REQUIRED WORK: Return all lines in the material below that contain "feat".

EXTRACTED ENTRIES:
PR #4027, opened 2026-08-22
feat(#3996): name generated media with private markers and prompt fallback

aheritier:
## What and why

Request private `[media-file: ...]` markers, remove them from visible and persisted text, and apply naming precedence: marker, exact one-image user-prompt filename, provider name, then `generated-N`. Prompt fallback applies only when exactly one image was returned. Requested paths remain untrusted and pass through workspace-only containment, MIME correction, and collision-safe publication.

Part of docker/docker-agent#3996. Review this PR against its immediate parent, docker/docker-agent#4026, rather than the aggregate stack against `main`.

## Commit inventory

Head: `da8faa29eace36625b546c4d7103b4d08543d57e`; parent SHA: `1409e8b414370be9a472cad3d889d0cc8a2316c9`.

- `69155f939bcc878aa22b53188602aeea8fbdaeb3` — feat(#3996): name generated media via [media-file:] response markers
- `da8faa29eace36625b546c4d7103b4d08543d57e` — feat(#3996): fall back to an explicit user-prompt filename for one unnamed image

## Validation

Build, test compilation, owning-package tests and the named fixture passed at this PR head.

Exact deterministic fixture command:

```sh
go test -v -count=1 ./pkg/runtime ./pkg/model/provider/gemini -run 'TestExtractExplicitOutputFilename|TestApplyUserPromptRequestedPath|TestUserPromptOfPhraseFilename|TestMarkerOverridesUserPromptFilename|TestUserPromptFilenameSkipsMultiBlobTurns|TestComparativeReferencePromptsNeverNameGeneratedMedia|TestHandleStream_MediaFileMarker|TestCreateChatCompletionStream_MediaFileInstruction'
```

Matched top-level tests: `pkg/model/provider/gemini`: **2**; `pkg/runtime`: **8**.

Deterministic scope: the named local fixture exercises this PR boundary with disposable configuration/stores and fake or loopback providers as applicable. Every listed package ran nonzero matching top-level tests.

Deferred/live scope: Live provider, remote CI, and platform execution are not claimed by this deterministic receipt. The final stack head passed build, lint, full tests, an uncached full suite, focused race tests and documentation checks in disposable environments. Remote CI is tracked by the checks below; no new paid-provider or active-database validation was run.

PR #4028, opened 2026-08-22
fix(#3996): leave reasoning headroom for Gemini session titles

aheritier:
## What and why

Omit thinkingConfig for session-title calls without returning early from request construction. Use a shared 128-token title budget for reasoning headroom with a separate 50-character visible limit. Ordinary request thinking behavior is unchanged. This is a mitigation, not a provider-success guarantee.

Part of docker/docker-agent#3996. Review this PR against its immediate parent, docker/docker-agent#4027, rather than the aggregate stack against `main`.

## Commit inventory

Head: `8eed51894134f104fa449f2cfbe7e510a22d3956`; parent SHA: `da8faa29eace36625b546c4d7103b4d08543d57e`.

- `8eed51894134f104fa449f2cfbe7e510a22d3956` — fix(#3996): leave reasoning headroom for Gemini session titles

## Validation

```sh
go test -v -count=1 ./pkg/model/provider/gemini ./pkg/sessiontitle -run 'TestBuildConfig_NoThinking|TestBuildConfig_Gemini25_ThinkingBudget|TestBuildConfig_Gemini3_ThinkingLevel|TestGenerateOnceUsesTitleHeadroomAndClearsStructuredOutput|TestGenerator_Generate_FallsBackOnEmptyOutput'
```

Matched top-level tests: `pkg/model/provider/gemini`: **4**; `pkg/sessiontitle`: **2**.

### DIFF
--- a/pkg/model/provider/gemini/client.go
+++ b/pkg/model/provider/gemini/client.go
@@ -425,7 +425,7 @@ func extractMimeType(dataURLPrefix string) string {
 	return "image/jpeg" // Default fallback
 }
 
-// buildConfig creates GenerateContentConfig from model config
+// BuildConfig creates GenerateContentConfig from model config.
 func (c *Client) buildConfig() *genai.GenerateContentConfig {
 	config := &genai.GenerateContentConfig{}
 	if c.ModelConfig.MaxTokens != nil {
@@ -453,7 +453,11 @@ func (c *Client) buildConfig() *genai.GenerateContentConfig {
 	// Apply thinking configuration for Gemini models.
 	// See https://ai.google.dev/gemini-api/docs/thinking
 	if c.ModelOptions.NoThinking() {
-		// NoThinking requested (e.g. title generation). For Gemini 3+ models
+		if c.ModelOptions.GeneratingTitle() {
+			return config
+		}
+
+		// NoThinking requested (e.g. MCP sampling). For Gemini 3+ models
 		// that always think, use the lowest level and bump MaxOutputTokens so
 		// internal reasoning doesn't consume the entire budget. Gemini 2.5 and
 		// older can fully disable thinking with ThinkingBudget=0.
--- a/pkg/model/provider/gemini/client_test.go
+++ b/pkg/model/provider/gemini/client_test.go
@@ -10,9 +10,73 @@ import (
 	"github.com/docker/docker-agent/pkg/chat"
 	"github.com/docker/docker-agent/pkg/config/latest"
 	"github.com/docker/docker-agent/pkg/model/provider/base"
+	"github.com/docker/docker-agent/pkg/model/provider/options"
 	"github.com/docker/docker-agent/pkg/modelsdev"
 	"github.com/docker/docker-agent/pkg/tools"
 )
+
+func TestBuildConfig_NoThinking(t *testing.T) {
+	t.Parallel()
+
+	tests := []struct {
+		name          string
+		model         string
+		opts          []options.Opt
+		wantThinking  bool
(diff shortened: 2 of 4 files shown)


aheritier (commented):
Reviewed the three-dot delta vs `workspace-media-naming` (b18b517f7): 1 commit, 2 files (+70/-2). CI is green for 97877c1f8 (13 check-runs, incl. lint, build-and-test, CodeQL, windows-tests; publish jobs skipped). Locally: build + GOOS=windows build clean, `go test -race` green on pkg/model/provider/gemini, pkg/sessiontitle, pkg/model/provider, golangci-lint 0 issues, and the new test is load-bearing (reverting the production hunk fails `title_generation_omits_thinking_config`).

**[blocking] Gemini 3 title generation loses the safeguard the comment still documents.** `client.go:455-458` returns before the Gemini-3 branch at :464-472, which set ThinkingLevelLow *and* raise MaxOutputTokens to a 200-token floor. Title generation clones with MaxTokens=20 (sessiontitle/generator.go:32,:148 -> clone.go:56-58), so the effective config for gemini-3-flash goes from `{ThinkingLevel:LOW, MaxOutputTokens:200}` to `{ThinkingConfig:nil, MaxOutputTokens:20}`. Per the comment retained at :460-463, Gemini 3+ models always think, so an omitted thinkingConfig means default thinking against a 20-token cap -> MAX_TOKENS with no visible text, which generateOnce reports as "empty title output" (generator.go:164-167) and Generate then burns every fallback (:135). Please narrow the omission to models that actually reject thinkingConfig (image-output models), or keep the MaxOutputTokens floor when omitting it, and add a title case asserting that floor.

**[blocking] Title/body describe this change inversely.** The only production change gates the existing NoThinking branch on GeneratingTitle(); the user-budget branch (:479-486) is untouched, so ordinary/image-output requests are byte-identical to base. The body claims the opposite ("preserves ... for ordinary image-output requests while retaining the special title-generation behavior") and lists modality/guard/runtime-TUI validation that is not in this delta. The commit body is accurate — please align title + body (and note that Compacting() is deliberately unaffected: compactor.go:202-206 never sets NoThinking).

**[should-fix]** `return config` at :457 also bypasses the structured-output block at :488-491 (verified: title+structured yields ResponseMIMEType "" vs "application/json" on the non-title path). Harmless today only because sessiontitle passes WithStructuredOutput(nil) (generator.go:147). Prefer scoping the condition: `if c.ModelOptions.NoThinking() && !c.ModelOptions.GeneratingTitle() { ... }`.

**[should-fix]** :428 doc comment says `BuildConfig` for the unexported `buildConfig` — and it's an unrelated drive-by edit in an otherwise focused diff.

**[optional]** The added cases use gemini-3-flash / gemini-2.5-flash; the motivating image-capable model (e.g. gemini-2.5-flash-image) isn't exercised, and nothing pins that ordinary image-model requests still carry the user's budget.

Checked and clean: no transport split (buildConfig has no apiSurface branching); ResponseModalities is applied after buildConfig (:763-768) so the #4020 guard is intact; the reranking caller (:881) overrides ThinkingConfig explicitly; no clone shared-state mutation (clone.go copies by value, -race clean); `thinking_budget: 0` still disables thinking; modelerrors untouched. The pkg/mcp `clientSession` rename appears exactly once in the stack (9ffb3af94, #4024 lane) — no duplication.

dgageot (dismissed):

dgageot (dismissed):

dgageot (dismissed):

dgageot (approved):

dgageot (approved):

REPLY:
feat(#3996): name generated media with private markers and prompt fallback
- `69155f939bcc878aa22b53188602aeea8fbdaeb3` — feat(#3996): name generated media via [media-file:] response markers
- `da8faa29eace36625b546c4d7103b4d08543d57e` — feat(#3996): fall back to an explicit user-prompt filename for one unnamed image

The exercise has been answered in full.